Before a long-running agent goes to production:

- [ ] The context window is treated as a budget that fills across the run — not an input set once at the start.
- [ ] Compaction fires before the window crosses the useful ceiling, summarizing run history into a distilled form.
- [ ] Reference material is retrieved just in time for the step that needs it, not front-loaded into the window.
- [ ] The agent has an external scratchpad for durable notes and conclusions, so they do not have to ride in the window.
- [ ] Stale tool results are pruned once their conclusions are captured.
- [ ] Token-heavy sub-tasks run in isolated contexts and return condensed summaries.
- [ ] Working-context discipline (this) and the tiered memory service are kept distinct, and both exist.
- [ ] Context health is instrumented — window occupancy, stale-token ratio, retrieval utilization — and quality-versus-position is checked in eval.
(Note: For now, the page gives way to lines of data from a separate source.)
PR #4491, opened 2026-06-19
Fix multi-container gateway URL configuration

### LINKED ISSUE #4483: Can't access CRON jobs in two-container mode
It seems that it relies on the hermes web API at port 8642 in order to view and manage cron jobs. This is not enabled by default causing an error to show up. 

Solution is to add following to the `environment` section of the `hermes-agent` service:
```
- API_SERVER_ENABLED=true
- API_SERVER_HOST=0.0.0.0
```

That tells hermes to start the web api server so it can be accessed by hermes-webui

franksong2702:
## Thinking Path

Issue #4483 reported that the two-container Docker setup shows cron/gateway trouble. The maintainer clarification separates two paths: cron listing is local from the shared `HERMES_HOME`, while scheduled ticking and the Tasks/System gateway health pill need the WebUI container to reach the gateway container.

The shipped multi-container compose files already run a `hermes-agent` gateway service, but the WebUI service did not include a compose-network gateway URL. That leaves the WebUI falling back to local PID/state signals from its own container, which cannot reliably see the separate gateway container.

## What Changed

- Added `HERMES_API_URL=http://hermes-agent:8642` to the `hermes-webui` service in both multi-container compose files.
- Expanded `docs/docker.md` to clarify that cron listing is local, while scheduled ticking and gateway status need a reachable gateway URL.
- Documented the custom-compose fix on the WebUI service side and warned that `API_SERVER_ENABLED=true` / `API_SERVER_HOST=0.0.0.0` alone is incomplete without `API_SERVER_KEY`.
- Added a Docker invariant regression test to keep the multi-container WebUI service pointed at the gateway service.
- Updated the unreleased changelog.

## Why It Matters

This makes the recommended two- and three-container examples work with the gateway health/status path by default, instead of requiring users to discover and add the WebUI-side gateway URL manually.

It also prevents users from applying the incomplete agent-side API server snippet as the only fix, which can leave the agent refusing to start when `API_SERVER_KEY` is missing.

## Verification

- `git diff --check`
- PyYAML sanity check that both multi-container compose files parse and include `HERMES_API_URL=http://hermes-agent:8642` under `hermes-webui.environment`
- `./scripts/test.sh tests/test_v050260_docker_invariants.py tests/test_docker_docs_and_readonly.py tests/test_issue3012_3006_docker_docs.py`
  - 31 passed

## Risks / Follow-ups

- This is a config/docs/static-test fix. I did not boot Docker services locally in this run.
- Custom compose users still need to apply the documented WebUI-side gateway URL if they are not using the checked-in compose files.

Fixes #4483.

## Model Used

OpenAI GPT-5.3 Codex; Hermes WebUI Coordinator Autopilot with GitHub CLI and local shell tooling.

### DIFF
--- a/CHANGELOG.md
+++ b/CHANGELOG.md
@@ -3,6 +3,10 @@
 
 ## [Unreleased]
 
+### Fixed
+
+- **Two- and three-container Docker examples now point the WebUI at the gateway service by default (#4483).** The compose files set `HERMES_API_URL=http://hermes-agent:8642`, and the Docker docs clarify that cron listing is local while scheduled ticking and gateway status need a reachable gateway URL. The docs also warn that enabling the agent API server requires `API_SERVER_KEY`, not just `API_SERVER_ENABLED`.
+
 ## [v0.51.513] — 2026-06-19 — Release RX (credential-pool quota status for all pooled providers)
 
 ### Added
--- a/docker-compose.three-container.yml
+++ b/docker-compose.three-container.yml
@@ -122,6 +122,10 @@ services:
       - HERMES_WEBUI_HOST=0.0.0.0
       - HERMES_WEBUI_PORT=8787
       - HERMES_WEBUI_STATE_DIR=/home/hermeswebui/.hermes/webui
+      # Let the WebUI health/status checks reach the gateway container over
+      # the compose network. Cron listing is local, but scheduled ticking and
+      # the Tasks/System gateway pill need a reachable gateway URL (#4483).
+      - HERMES_API_URL=http://hermes-agent:8642
       # Match your host user's UID/GID for correct file permissions.
       # Run `id -u` and `id -g` to find your values.
       # On macOS, UIDs start at 501 (not 1000) — set these in a .env file:
--- a/docker-compose.two-container.yml
+++ b/docker-compose.two-container.yml
@@ -105,6 +105,10 @@ services:
       - HERMES_WEBUI_HOST=0.0.0.0
       - HERMES_WEBUI_PORT=8787
       - HERMES_WEBUI_STATE_DIR=/home/hermeswebui/.hermes/webui
+      # Let the WebUI health/status checks reach the gateway container over
+      # the compose network. Cron listing is local, but scheduled ticking and
+      # the Tasks/System gateway pill need a reachable gateway URL (#4483).
+      - HERMES_API_URL=http://hermes-agent:8642
       # Match your host user's UID/GID for correct file permissions.
       # In two-container setups the WebUI auto-detects UID/GID from the shared
       # hermes-home volume, but you can override explicitly if needed (#668):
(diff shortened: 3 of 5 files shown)


nesquena-hermes:
Pulled the branch into a read-only worktree and checked the config + docs change against the WebUI gateway-health code path. This is the right fix for #4483 and the env var is wired correctly.

## The added env var is the one the health probe actually reads

`HERMES_API_URL=http://hermes-agent:8642` lands under `hermes-webui.environment` in both compose files. That's exactly the variable the WebUI gateway-health resolver consumes — `api/agent_health.py:319` `_remote_gateway_base_url()` walks this priority list:

```python
for var in (
    "GATEWAY_HEALTH_URL",
    "HERMES_GATEWAY_HEALTH_URL",
    "HERMES_API_URL",
    "HERMES_WEBUI_GATEWAY_BASE_URL",
):
```

and when any is set, `_collect()` short-circuits to an HTTP probe before touching local PID/state files (`api/agent_health.py:466-473`). Without it, a WebUI container with no `gateway` Python package falls into the `gateway_not_configured` branch and shows the spurious banner described in #4483. So the System/Tasks pill genuinely needs this var in the WebUI container — the change addresses the real cause, not a symptom.

## Service name + port line up

`hermes-agent` is the gateway service/`container_name` in `docker-compose.two-container.yml:49,51`, published on `8642` (`:57`), and other containers on the compose network reach it at `http://hermes-agent:8642` per the inline comment at `:55`. The three-container file matches. The `host`-side `Verify` snippet's default also moves from `http://hermes:8642` to `http://hermes-agent:8642`, which is consistent with the actual service name — the old `hermes` default would have failed name resolution.

## Docs clarification matches the code

The new doc paragraph ("the cron list itself is still read from the shared `HERMES_HOME` volume, not from the gateway HTTP API") is accurate and matches what I see for #4483 — the list endpoint reads local cron state, while scheduled *ticking* + the gateway pill need the reachable gateway URL. Splitting those two concerns in the troubleshooting section is the right framing; users were conflating "job list loads" with "gateway healthy."

The `API_SERVER_KEY` warning is also worth keeping — the agent refuses to start with `API_SERVER_ENABLED=true` but no key, so steering users away from the half-applied agent-side snippet prevents a follow-up "agent won't boot" report.

## One small suggestion (non-blocking)

The regression test (`tests/test_v050260_docker_invariants.py`) asserts the literal `HERMES_API_URL=http://hermes-agent:8642` string is present. That's a fine invariant, but consider also asserting it sits under the `hermes-webui` service rather than anywhere in the file, so a future edit that accidentally moves it under `hermes-agent` would fail. Not a blocker — CI is green across all three smoke variants (single / two / three-container) plus compose-config validation.

nesquena-hermes:
Shipped in **v0.51.517** (Release SB) — thanks @franksong2702. The two/three-container compose files now set `HERMES_API_URL=http://hermes-agent:8642` so multi-container deployments reach the gateway (cron jobs included) and don't show the spurious 'gateway not configured' banner. I self-rebased onto current master (CHANGELOG-only conflict; code byte-identical). Gate: Codex+Opus SAFE + full suite green (9610).

nesquena-hermes:
Shipped in v0.51.517 via the rebased release branch (credited to you in CHANGELOG + release notes). Thanks @franksong2702!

When you can check all eight, the agent's context is engineered. Until then it is just filling up.

## Reading list

- Anthropic's [Effective context engineering for AI agents](https://www.anthropic.com/engineering/effective-context-engineering-for-ai-agents) — the clearest articulation of context engineering as the successor to prompt engineering, and the source for compaction, just-in-time retrieval, and structured note-taking.
- Chroma's [Context Rot](https://www.trychroma.com/research/context-rot) — 18 models tested; the evidence that performance degrades with input length even on simple tasks, and that distractors hurt.
- Liu et al., [Lost in the Middle](https://arxiv.org/abs/2307.03172) — the 2023 study (TACL 2024) behind the U-shaped curve: models use the start and end of a long context far better than the middle.

The system prompt is the first thing the agent reads and the smallest part of the problem. The context window is everything else — and for an agent that runs for an hour, everything else is the job.